Anonymous Monk has asked for the wisdom of the Perl Monks concerning the following question:

Hello Monks

Again a problem with XML::Simple. I have a quite simple data structure

<?xml version="1.0"?> <DB> <termEntry> <ShortInfo>Ciao</ShortInfo> <langSet xml:lang="Italian"> <termGrp> <term>Ricerca scientifica</term> </termGrp> </langSet> <langSet xml:lang="English"> <termGrp> <term>research</term> </termGrp> </langSet> </termEntry> <termEntry> <ShortInfo></ShortInfo> <langSet xml:lang="Italian"> <termGrp> <term>università</term> </termGrp> </langSet> <langSet xml:lang="English"> <termGrp> <term>university</term> </termGrp> </langSet> </termEntry> </DB>

For each <termEntry>I need to read the values in <term> and the corrisponding attribute saved in <langSet> for further processing, i.e.

Italian: Ricerca scientifica English: research

I am failing... This is what I have so far. Any help would be appreciated

use strict; use warnings; use XML::Simple; use Data::Dumper; my $xml = XML::Simple->new(SuppressEmpty => q()); my $data = $xml->XMLin('myxml.xml'); for my $entry ( @{ $data->{termEntry} } ) { print Dumper( $entry ); print my $Term = $entry->{langSet}->{termGrp}->{term}; }

I have no idea how to read the attribute, and I have even problems with the basic variable $Term which seems to me straightforward to read with the above code. Ok: I am very new to XML parsing and this is for me just a 1 time task. But I have already lost 1 full day...

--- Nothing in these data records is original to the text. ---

PR #131, opened 2026-04-28
feat(search): field-qualified queries (kind:/lang:/path:/name:) + fuzzy typo fallback

andreinknv:
## Summary

Two UX improvements that turn free-text search into something a user can drive precisely.

### 1. Field-qualified queries

A new query parser splits the raw query into structured filters and a free-text remainder:

```
kind:function name:auth path:src/api authenticate
```

becomes:

```js
{ kinds: ['function'], nameFilters: ['auth'],
  pathFilters: ['src/api'], text: 'authenticate' }
```

Filters compose with the `SearchOptions` arg (intersection). Unknown prefixes pass through as plain text so `query "TODO:"` keeps working. Quoted values (`path:"my dir"`) handle whitespace. When the user supplies only filters with no text, the search uses a filter-only candidate scan instead of bailing out.

Recognised fields:
| Prefix | Value |
|--------|-------|
| `kind:` | any `NodeKind` value (`function`, `method`, `class`, ...) |
| `lang:` (alias `language:`) | any `Language` value |
| `path:` | case-insensitive substring of `file_path` |
| `name:` | case-insensitive substring of `node.name` |

### 2. Fuzzy typo fallback

When **both** FTS and LIKE return nothing AND the text is at least 3 chars, scan the distinct-name set with a bounded edit distance (≤2 for ≥5-char queries, ≤1 for 4-char). Bounded edit distance early-exits once the row min exceeds `maxDist`, so the per-query cost stays O(distinct-names × avg-name-length) with a very low constant.

## Test plan

Verified live against ollama/ollama@v0.22.0:

| Query | Result |
|-------|--------|
| `kind:function auth` | only function-kind hits |
| `lang:go path:server route` | Go files under `server/` |
| `getUssr` (typo) | finds `getUser`, `SetUser` |
| `confg` (typo) | finds `Config` |

- [x] `npx vitest run` — **380 passed**

### DIFF
--- a/__tests__/search-query-parser.test.ts
+++ b/__tests__/search-query-parser.test.ts
@@ -1,0 +1,142 @@
+/**
+ * Unit tests for the field-qualified query parser and bounded
+ * edit distance — the two algorithms behind `kind:`/`lang:`/`path:`/
+ * `name:` filtering and the fuzzy typo fallback.
+ */
+
+import { describe, it, expect } from 'vitest';
+import { parseQuery, boundedEditDistance } from '../src/search/query-parser';
+
+describe('parseQuery', () => {
+  it('returns plain text for a query with no field prefixes', () => {
+    const r = parseQuery('authenticate user');
+    expect(r.text).toBe('authenticate user');
+    expect(r.kinds).toEqual([]);
+    expect(r.languages).toEqual([]);
+    expect(r.pathFilters).toEqual([]);
+    expect(r.nameFilters).toEqual([]);
+  });
+
+  it('extracts kind: filter and removes it from text', () => {
+    const r = parseQuery('kind:function auth');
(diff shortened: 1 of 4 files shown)


colbymchenry:
Reviewed and merging. Pushed a small polish commit:

- Derived `KIND_VALUES` / `LANGUAGE_VALUES` from new `NODE_KINDS` / `LANGUAGES` `as const` arrays in `types.ts` so the parser stays in sync if a new kind or language gets added (e.g. `lang:unknown` now works because the type already had it).
- Fixed the `path:` JSDoc — it claimed prefix match but the implementation is substring.

The field-qualified syntax and the bounded-edit-distance fuzzy fallback are both clean, well-tested wins. Thanks for the contribution.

Replies are listed 'Best First'.
Re: Parsing XML::Simple
by kevbot (Vicar) on May 02, 2017 at 03:44 UTC

    Hello Anonymous Monk,

    The documentation for XML::Simple states that it should not be used in new code (see the STATUS OF THIS MODULE section). The author recommends alternatives such as XML::LibXML or XML::Twig. Perl XML::LibXML by Example looks like a good resource for getting started with XML::LibXML. Using information that I found there, I put together this example:

    #!/usr/bin/env perl use strict; use warnings; use v5.10; use XML::LibXML; my $file = 'myxml.xml'; my $dom = XML::LibXML->load_xml(location => $file); foreach my $lang_set ($dom->findnodes('/DB/termEntry/langSet')) { my $lang = $lang_set->getAttribute('xml:lang'); foreach my $term_grp ($lang_set->findnodes('./termGrp')){ say '$lang : '. $term_grp->findvalue('./term'); } } exit;
    I hope you find this helpful.

      Thank you!

      After trying for hours to adapt the other proposals to a slighty different XML input without success I started with XML::LibXML and this example... and I can say it was much much easier to adapt! Nice module, thank you!

Re: Parsing XML::Simple
by Discipulus (Canon) on May 02, 2017 at 08:22 UTC
    ..or using XML::Twig

    i need to add encoding="ISO-8859-1" to the first line of XML data

    I always make confusion with XML terminology and traversing, but this quick hack works:

    use strict; use warnings; use XML::Twig; my $twig=XML::Twig->new( twig_handlers => { 'termEntry/langSet'=>sub{print $_[1]->att('xml:lang'), ": ", $_[1]->first_child('termGrp')->te +xt, "\n" } }, ); $twig->parse( \*DATA ); __DATA__ <?xml version="1.0" encoding="ISO-8859-1"?> <DB> <termEntry> <ShortInfo>Ciao</ShortInfo> <langSet xml:lang="Italian"> <termGrp> <term>Ricerca scientifica</term> </termGrp> </langSet> <langSet xml:lang="English"> <termGrp> <term>research</term> </termGrp> </langSet> </termEntry> <termEntry> <ShortInfo></ShortInfo> <langSet xml:lang="Italian"> <termGrp> <term>università</term> </termGrp> </langSet> <langSet xml:lang="English"> <termGrp> <term>university</term> </termGrp> </langSet> </termEntry> </DB>

    L*

    There are no rules, there are no thumbs..
    Reinvent the wheel, then learn The Wheel; may be one day you reinvent one of THE WHEELS.
Re: Parsing XML::Simple
by Anonymous Monk on May 01, 2017 at 21:04 UTC
    langSet is an array of things:
    for my $entry ( @{ $data->{termEntry} } ) { for (@{ $entry->{langSet} }) { printf "term: %s\n", $_->{termGrp}{term}; } }

      Ah, I had not thought about it. I was now playing with the option "forcearray => 1" to change the data structure, but your solution works perfectly. Thanks.